Once more he retired to the valise, for we were making now for a vill—for a heap of bricks near the river; you may guess the river. It was about this time that I made a little rhyme for him:
There was a young puppy called Howard,
Who at fighting was rather a coward;
He never quite ran
When the battle began,
But he started at once to bow-wow hard.
A good poet is supposed to be superior to the exigencies of rhyme, but I am afraid that in any case Common’s reputation had to be sacrificed to them. To be lyrical over anybody called Howard Common without hinting that he—well, try for yourself. Anyhow it was a lie, as so much good poetry is.
There came a time when valises were left behind and life for a fortnight had to be sustained on a pack. One seems to want very many things, but there was no hesitation about Common’s right to a place. So he came to see his first German dug-out, and to get a proper understanding of this dead bleached land and the great work which awaited him there. It was to blow away shells and bullets when they came too near the master in whose pocket he sat.
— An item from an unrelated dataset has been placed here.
PR #7454, opened 2024-11-01
Fix bug in is_viewable_param

MarcSkovMadsen:
I was trying to use `param.ClassSelector(class_=(list,tuple)` with the `GraphicWalker` react component and I got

In this he was successful; but I think that the feat in which he takes most pride was performed one very early summer morning. A telephone line had to be laid, and, for reasons obvious to Common, rather rapidly. It was laid safely—a mere nothing to him by this time. But when it was joined up to the telephone in the front line, then he realized that he was called upon to be not only a personal mascot, but a mascot to the battalion, and he sat himself upon the telephone and called down a blessing on that cable, so that it remained whole for two days and a night when by all the rules it should have been in a thousand pieces. “And even if I didn’t really do it all myself,” he said, “anyhow I did make some of the men in the trench smile a little that morning, and there wasn’t so very much smiling going on just then, you know.”
After that morning he lived in my pocket, sometimes sniffing at an empty pipe, sometimes trying to read letters from Mistress which joined him every day. We had gone North to a more gentlemanly part of the line, and his duties took but little of his time, so that anything novel, like a pair of pliers or an order from the Director of Army Signals, was always welcome. To begin with he took up rather more than his fair share of the pocket, but he rapidly thinned down. Alas! in the rigours of the campaign he also lost his voice; and his little black collar, his only kit, disappeared.
Then, just when we seemed settled for the winter, we were ordered South again. Common knew what that meant, a busy time for him. We moved down slowly, and he sampled billet after billet, but we arrived at last and sat down to wait for the day.
And then he began to get nervous. Always he was present when the operations were discussed; he had seen all the maps; he knew exactly what was expected of us. And he didn’t like it.